Fix crash caused by stale ZooKeeper session in UDF retry loop by fm4v · Pull Request #102059 · ClickHouse/ClickHouse

fm4v · 2026-04-08T14:06:33Z

Linked issues

fixes https://github.com/ClickHouse/clickhouse-core-incidents/issues/1645

The ZooKeeperRetriesControl retry loop introduced in #101891 reused the same expired ZooKeeper session on every retry iteration, without calling renewZooKeeper as every other retry loop in the codebase does. This caused repeated requests on a finalized session, leading to crashes on canary deploys (https://github.com/ClickHouse/clickhouse-core-incidents/issues/1644, https://github.com/ClickHouse/clickhouse-core-incidents/issues/1645).

Fix: renew the ZooKeeper session via zookeeper_getter on each retry iteration (matching the pattern used by backup coordination code), and move getObjectNamesAndSetWatch inside the retry loop so that the object list and watches are re-established on the fresh session.

Changelog category (leave one):

Critical Bug Fix (crash, data loss, RBAC)

Changelog entry (a user-readable short description of the changes that goes into CHANGELOG.md):

Fix crash in UDF refresh caused by ZooKeeperRetriesControl retrying on a stale (expired) ZooKeeper session without renewing it.

Documentation entry for user-facing changes

Documentation is written (mandatory for new features)

The `ZooKeeperRetriesControl` retry loop introduced in #101891 reused the same expired ZooKeeper session on every retry iteration, without calling `renewZooKeeper` as every other retry loop in the codebase does. This caused repeated requests on a finalized session, leading to crashes (clickhouse-core-incidents #1644, #1645). Remove the broken retry loop. The `tryLoadObject` split-catch that re-throws Keeper hardware errors is sufficient: the exception propagates to `processWatchQueue`'s catch-all, which resets the session and retries from scratch with a fresh connection. This preserves the original fix's goal — `setAllObjects` is never called with a partial set — without the stale-session misuse.

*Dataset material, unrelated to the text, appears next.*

PR #1489, opened 2025-02-13
fix: watch local packages to refetch if files are added/updated

jflan-dd:
Call `repository_ctx.watch_tree` to ensure that repositories are refetched for local SPM packages if new files are added or removed. This will also cause a refetch if a file's content changes, but I didn't see a way to only watch for changes to file creation/deletion.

clickhouse-gh · 2026-04-08T14:07:19Z

Workflow [PR], commit [b20f2d8]

Summary: ❌

job_name	test_name	status	info	comment
Stress test (arm_msan)		failure
	Server died	FAIL	cidb, issue	ISSUE EXISTS
	MemorySanitizer: use-of-uninitialized-value (STID: 4179-5154)	FAIL	cidb, issue	ISSUE EXISTS
Finish Workflow		failure
	python3 ./ci/jobs/scripts/workflow_hooks/new_tests_check.py	failure		IGNORED
Fast test (arm_darwin)		error		IGNORED

AI Review

Summary

This PR fixes a real reliability issue in UDF refresh: retries now renew ZooKeeper session via zookeeper_getter and re-fetch object names/watches on the fresh session before reloading objects. The core fix is correct and aligned with existing ZooKeeperRetriesControl usage patterns. I did not find new correctness, safety, concurrency, or performance blockers in the current diff.

Tests

⚠️ No regression test was added for the stale-session retry path in refreshObjects. This gap has already been raised in existing inline review discussion, so I am not posting a duplicate inline comment.

ClickHouse Rules

Item	Status	Notes
Deletion logging	➖
Serialization versioning	➖
Core-area scrutiny	✅
No test removal	✅
Experimental gate	➖
No magic constants	✅
Backward compatibility	✅
`SettingsChangesHistory.cpp`	➖
PR metadata quality	✅
Safe rollout	✅
Compilation time	✅
No large/binary files	✅

Final Verdict

Status: ⚠️ Request changes

Minimum required action:

Add a focused regression test that reproduces a Keeper session-expiration/hardware-error condition during UDF refresh/retry and verifies recovery on a fresh session without leaving a partial UDF set.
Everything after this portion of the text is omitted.